Japan downgrades Q2 GDP growth on soft capital spending

Customers check on locally caught seafood at Hamanoeki Fish Market in Fukushima

Customers browse through locally caught seafood at the Hamanoeki Fish Market and Food Court in Soma, Fukushima Prefecture, Japan, Aug 31, 2023. REUTERS/Kim Kyung-Hoon/File photo

TOKYO  – Japan’s economy grew less than initially estimated in the second quarter as capital expenditure slid, revised government data showed on Friday, suggesting heightening overseas uncertainties are weighing on business confidence.

The data highlights the fragile nature of Japan’s economic recovery, as exports face headwinds from slumping Chinese demand and the fallout from aggressive U.S. interest rate hikes.

Japan’s gross domestic product (GDP) expanded an annualized 4.8 percent in April-June, against a preliminary estimate of 6 percent growth. That compared with a median market forecast for a revised 5.5 percent expansion.

The April-June expansion translates to a 1.2-percent quarter-on-quarter increase, data released by the Cabinet Office showed, against a preliminary reading of a 1.5- percent rise and economists’ forecast for a 1.3 percent increase.

Capital expenditure fell 1 percent in April-June from the previous quarter, compared with a preliminary flat reading, casting doubt on the central bank’s view that robust corporate spending will underpin Japan’s post-pandemic economy. The revised reading compared with a median market forecast for a 0.7 percent decline.

Private consumption, which makes up more than half of the economy, fell 0.6 percent quarter-on-quarter in the April-June period, compared with a preliminary 0.5 percent decline.

Exports remained solid for now with net external demand contributing 1.8 percent points to GDP growth, unchanged from the preliminary reading.
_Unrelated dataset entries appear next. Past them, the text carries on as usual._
PR #570, opened 2022-01-21
[MST-1075] Prevent focus jump when taking photo

bseverino:
https://openedx.atlassian.net/browse/MST-1075

Before this fix, focus would return to the heading when the user takes an IDV photo, causing the scrollbar to jump to the top of the page. The focus should remain on the photo capture button.

### DIFF
--- a/src/id-verification/panels/TakeIdPhotoPanel.jsx
+++ b/src/id-verification/panels/TakeIdPhotoPanel.jsx
@@ -1,4 +1,4 @@
-import React, { useContext } from 'react';
+import React, { useContext, useEffect, useState } from 'react';
 import { Link } from 'react-router-dom';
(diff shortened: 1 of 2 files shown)


bseverino:
So this fix _works_, but I'm still unclear on the cause of the bug in the first place.

According to this line, the header should only be focused when the `BasePanel` mounts, and then only whenever `headingRef.current` is updated (to account for when the heading text changes): https://github.com/openedx/frontend-app-account/blob/32cc2c78350e718dab6baed0c8454fc3944131b9/src/id-verification/panels/BasePanel.jsx#L19

However after some debugging, I confirmed that `headingRef.current` does not update when clicking the photo capture button, which implies that the `BasePanel` is re-rendering for some other reason. I haven't been able to identify where it's coming from.

schenedx (approved):
👍

PR #573, opened 2022-01-25
[MST-869] Remove unused IDV experiment paths

bseverino:
https://openedx.atlassian.net/browse/MST-869

This removes code related to the A/B test to compare camera vs. upload. In the final iteration of this flow:
- The user is required to have a working camera
- Camera is the only option for the portrait photo
- The default mode for ID photo is upload, but the user has the option to switch to camera mode
- The user is given the ability to upload an ID photo on the final step


schenedx (approved):
👍

PR #579, opened 2022-02-15
fix: remove alert and update language if verified name comes from proctored exam attempt

alangsto:
## [MST-1373](https://openedx.atlassian.net/browse/MST-1373)

If a verified name attempt is created by proctoring, we should 1) not show an alert to the user and 2) update the help text for the full name and verified name fields to clarify why the fields are being updated. Maddie from support gave me the copy changes for the help text.

I've included the four scenarios where language is updated in the help text. The language is dependent on the status of the verified name, if the name was created by proctoring, and if the name has been chosen to appear on a certificate.

**Status is submitted (through proctoring), full name should appear on certs:**
Screen Shot 2022-02-15 at 4 40 18 PM

**Status is submitted (through proctoring), verified name should appear on certs:**
Screen Shot 2022-02-15 at 4 39 24 PM

**Status is verified (through proctoring), verified name should appear on certs:**
Screen Shot 2022-02-15 at 4 38 41 PM

**Status is verified (through proctoring), full name should appear on certs:**
Screen Shot 2022-02-15 at 4 38 25 PM

### DIFF
--- a/src/account-settings/AccountSettingsPage.jsx
+++ b/src/account-settings/AccountSettingsPage.jsx
@@ -259,25 +259,27 @@ class AccountSettingsPage extends React.Component {
     );
   }
 
-  renderFullNameHelpText = (status) => {
-    if (
-      !this.props.verifiedNameHistory
-    ) {
+  renderFullNameHelpText = (status, proctoredExamId) => {
+    if (!this.props.verifiedNameHistory) {
       return this.props.intl.formatMessage(messages['account.settings.field.full.name.help.text']);
     }
 
-    switch (status) {
-      case 'submitted':
-        if (this.props.committedValues.useVerifiedNameForCerts) {
-          return this.props.intl.formatMessage(messages['account.settings.field.full.name.help.text.submitted']);
-        }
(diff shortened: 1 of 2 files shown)


src/account-settings/AccountSettingsPage.jsx
```diff
@@ -259,25 +259,29 @@ class AccountSettingsPage extends React.Component {
     );
   }
 
-  renderFullNameHelpText = (status) => {
+  renderFullNameHelpText = (status, proctoredExamId) => {
     if (
       !this.props.verifiedNameHistory
```
schenedx, line 264: #NIT I know this is not your code, but this style is super weird. Why can't we have brackets on the same line as the conditional?

schenedx (approved):
The NIT is certainly optional feedback.
LGTM

src/account-settings/AccountSettingsPage.jsx
alangsto: Agreed that this formatting is odd, I'll update it

PR #612, opened 2022-07-19
Paragon form component deprecations

abdullahwaheed:
### Ticket
[Migrate off deprecated Paragon components](https://github.com/openedx/frontend-wg/issues/102#)

### What has changed
Updated deprecated `ValidationFormGroup` to `Form.Group`, `Input` to `Form.Control` and `Checkbox` to `Form. CheckBox` and updated respective unit tests
Created a separate `EditableSelectField` for selections as `EditableField` would become much conditional.


src/account-settings/EditableSelectField.jsx
```diff
@@ -0,0 +1,238 @@
...
+    onChange,
+    isEditing,
+    isEditable,
+    isGrayedOut,
+    intl,
+    ...others
+  } = props;
+  const id = `field-${name}`;
+  let inputOptions = options;
+  if (getConfig().ENABLE_COPPA_COMPLIANCE && name === 'level_of_education' && options) {
```
davidjoy, line 48: Hm, because this conditional is specific to level_of_education, it'd be good to extract it from `EditableSelectField` and modify the `options` as they're passed into the component via props.  That way there's an obvious filtering of options for `level_of_education` where it's being used, rather than quietly changing it within this component where someone might not expect that to happen.

davidjoy (changes requested):
One small-ish factoring change... I also want to pull the branch down and test it.  Were you able to visually verify all these changes worked?  I know some of these UIs are hard to find.

abdullahwaheed:
> One small-ish factoring change... I also want to pull the branch down and test it. Were you able to visually verify all these changes worked? I know some of these UIs are hard to find.

Yes I have tested these changes. Let me share screenshots of changes with PR

davidjoy (approved):

BilalQamar95 (approved):

ishahroz (approved):

PR #623, opened 2022-08-16
feat: add DOB month and year field

alangsto:
If a user is under 13, we would like them to re-enter their DOB for compliance reasons. New DOB fields (for month and year) have been added, and upon submission, will be added to a user's extended profile (as a json object). 

**Concerns:**
There is a UI issue when the backend returns a 400 response related to non-field errors, where the user has to refresh the page in order to submit again, as opposed to just being able to click the submit button again. I noticed this is an issue for all fields on the account settings page, not just the new DOB form.

**UI Elements:** 
Screen Shot 2022-08-18 at 8 47 30 AM
Screen Shot 2022-08-17 at 6 19 44 PM
Screen Shot 2022-08-17 at 6 19 32 PM

**Local testing:** 
Because there aren't unit tests for the account settings page, I tested a few scenarios locally. 

The backend returns a 400 response: 
* expect that save button has an x
* expect error message to show
* local storage key has not been set
* no DOB data has been added to the extended profile

The backend returns a 200 response: 
* expect that save button shows check mark
* expect that component does not render after showing check mark
* local storage key is set
* DOB data is added to extended profile


src/account-settings/DOBForm.jsx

Japan’s economy has seen a delayed recovery from the COVID-19 pandemic’s scars this year, as rising living costs faltering global demand cloud the outlook.

Given such uncertainties, Bank of Japan policymakers have stressed their resolve to keep monetary policy ultra-loose until the recent cost-driven inflation turns into price rises driven by domestic demand and higher wage growth.